If you have ever deployed an application to Kubernetes, even a simple one, you are probably familiar with deployments. A deployment describes the pods to run, how many of them to run and how they should be upgraded. That last point is especially important because the strategy you select has an impact on the availability of the deployment. A deployment supports the following two strategies:
- Recreate: all existing pods are killed and new ones are created; this obviously leads to some downtime
- RollingUpdate: pods are gradually replaced which means there is a period when old and new pods coexist; this can result in issues for stateful pods or if there is no backward compatibility
But what if you want to use other methods such as BlueGreen or Canary? Although you could do that with a custom approach that uses deployments, there are some solution that provide a more automated approach. Below, I discuss two of them briefly. Videos provide a more in depth look.
Argo Rollouts
One of the solutions out there is Argo Rollouts. It is very easy to use. If you want to start slowly, with BlueGreen deployments and manual approval for instance, Argo Rollouts is recommended. It has a nice kubectl plugin and integration with Argo CD, a GitOps solution.

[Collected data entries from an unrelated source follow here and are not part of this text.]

Issue #5386, opened 2017-10-03
Replace "\" by "\\"


badiay:
## Description

**What steps will reproduce the problem?**

1.  Tried to replace all "\" by "\\"
2.  Crash 
3. my code : 
" 
import pandas as pd 

a = pd.read_csv("C:\\Users\badia\Desktop\PSB\s1\Python\Exercices\data.csv")
"

**What is the expected output? What do you see instead?**

**Please provide any additional information below**

  File "C:\Users\badia\Anaconda3\lib\site-packages\spyder\widgets\findreplace.py", line 504, in replace_find_all
    self.replace_find(focus_replace_text, replace_all=True)
  File "C:\Users\badia\Anaconda3\lib\site-packages\spyder\widgets\findreplace.py", line 449, in replace_find
    if len(re.findall(pattern, cmptxt2)) > 0:
  File "C:\Users\badia\Anaconda3\lib\re.py", line 222, in findall
    return _compile(pattern, flags).findall(string)
  File "C:\Users\badia\Anaconda3\lib\re.py", line 301, in _compile
    p = sre_compile.compile(pattern, flags)
  File "C:\Users\badia\Anaconda3\lib\sre_compile.py", line 562, in compile
    p = sre_parse.parse(p, flags)
  File "C:\Users\badia\Anaconda3\lib\sre_parse.py", line 847, in parse
    source = Tokenizer(str)
  File "C:\Users\badia\Anaconda3\lib\sre_parse.py", line 231, in __init__
    self.__next()
  File "C:\Users\badia\Anaconda3\lib\sre_parse.py", line 245, in __next
    self.string, len(self.string) - 1) from None
sre_constants.error: bad escape (end of pattern) at position 0

## Version and main components

* Spyder Version: 3.2.3 
* Python Version: 3.6.2
* Qt Versions: 5.6.2, PyQt5 5.6 on Win

ccordoba12:
Thanks for reporting. We'll fix this problem is a future release.

timhoffm:
Note: This happens if the user has activated regular expressions. `\` is of course not a valid expression to search for.

One part of the problem is that the user was probably not aware of this fact. This is addressed by the above PR [#5614].

[...]

PR #5614, opened 2017-10-30
PR: Better feedback for regexp errors in find/replace

timhoffm:
Based on [#5386] in which the user did not realize that he was searching with an invalid regular expression.

This patch gives feedback on invalid regular expressions by coloring the search field and adding a tooltip.

### DIFF
--- a/spyder/widgets/findreplace.py
+++ b/spyder/widgets/findreplace.py
@@ -390,7 +390,7 @@ class FindReplace(QWidget):
         # When several lines are selected in the editor and replace box is activated, 
         # dynamic search is deactivated to prevent changing the selection. Otherwise
         # we show matching items.
-        def rexexp_error_msg(pattern):
+        def regexp_error_msg(pattern):
             """Returns None if the pattern is a valid regular expression or
             a string describing why the pattern is invalid.
             """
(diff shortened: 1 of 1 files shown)


goanpeca:
@timhoffm thanks a lot for this. could you paste a couple of screenshots to better visualize the changes made by this PR?

ccordoba12:

timhoffm:
Here's a screenshot illustrating the changes for invalid regular expressions.

Top: "no matches" in a normal search
Bottom: invalid regular expression with tooltip.

grafik

spyder/widgets/findreplace.py
```diff
@@ -400,7 +417,18 @@ def find(self, changed=True, forward=True,
...
+                stylesheet = self.STYLE['regexp_error']
+                tooltip = self.TOOLTIP['regexp_error']
+                error_msg = rexexp_error_msg(text)
+                if error_msg:
+                    tooltip += ': ' + error_msg
+            else:
+                stylesheet = self.STYLE[found]
+                tooltip = self.TOOLTIP[found]
+            self.search_text.lineEdit().setStyleSheet(stylesheet)
+            self.search_text.setToolTip(tooltip)
```
rlaverde: This code could be refactored, It has repeated calls to `rexexp_error_msg`, also both "if" are checking for the error message:
```
            stylesheet = self.STYLE[found]
            tooltip = self.TOOLTIP[found]
            if not found and regexp:
                error_msg = rexexp_error_msg(text)    
                if error_msg:
                    stylesheet = self.STYLE['regexp_error']
                    tooltip = "{}: {}".format(self.TOOLTIP['regexp_error'], error_msg)

            self.search_text.lineEdit().setStyleSheet(stylesheet)
            self.search_text.setToolTip(tooltip)
```

timhoffm: Thanks that's a more readable version (Note that calling `rexexp_error_msg()` twice is not a big deal in itself since `re.compile()` is cached).

I've applied your suggestion with the exception of not switching the string formatting. IMHO `"{}: {}".format(` is not making it more readable in this case (And also I don't want pep8 to moan again about the line length).

spyder/widgets/findreplace.py
```diff
@@ -50,7 +50,14 @@ class FindReplace(QWidget):
     """Find widget"""
     STYLE = {False: "background-color:rgb(255, 175, 90);",
              True: "",
-             None: ""}
+             None: "",
+             'regexp_error': "background-color:rgb(255, 20, 20);",
```
ccordoba12: Could we add some alpha here to tone down a bit the this red? I mean, as it is, it's a bit too strong for the eye (in my opinion).

ccordoba12:
@timhoffm, I left a minor comment. The rest looks good to me.

spyder/widgets/findreplace.py
timhoffm: Feel free do choose any shade of red you want. I didn't put any effort in chosing the color. IMO it should be a little stronger than the color for "not found".

There's no need for alpha though because it's the background anyway. Just adapt the rgb values.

The following video demonstrates BlueGreen deployments:
This video discusses a canary deployment with Argo Rollouts albeit a simple one without metric analysis:
This video shows the integration between Argo Rollouts and Argo CD:
One thing to note is that, instead of a deployment, you will create a rollout object. It is easy to convert an existing deployment into a rollout. Other tools such as Flagger (see below), provide their functionality on top of an existing deployment.
For traffic splitting and metrics analysis, Argo Rollouts does not support Linkerd. More information about traffic splitting and management can be found here.
Flagger
Flagger, by Weaveworks, is another solution that provides BlueGreen and Canary deployment support to Kubernetes. In the video below, I demonstrate the basic look and feel of doing a canary deployment that includes metric analysis. Linkerd is used for gradual traffic shifting to the canary based on the built-in success rate metric of Linkerd:
If you want to get started with canary releases and easy traffic splitting and metrics, I suggest using the Flagger and Linkerd combination. This is based simply on the fact that Linkerd is much easier to install and use than Istio. Argo Rollouts in combination with Istio and Prometheus could be used to achieve exactly the same result.
Which one to use?
If you just want BlueGreen deployments with manual approvals, I would suggest using Argo Rollouts. When you integrate it with Argo CD, you can even use the Argo CD UI to promote your deployment. If you are comfortable with Istio and Prometheus, you can go a step further and add metrics analysis to automatically progress your deployment. You can also use a simple Kubernetes job to validate your deployment. Also, note that other metrics providers are supported.
Flagger supports more options for traffic splitting and metrics, due to its support for both Linkerd and Istio. Because Linkerd is so easy to use, Flagger is simpler to get started with canary releases and metrics analysis.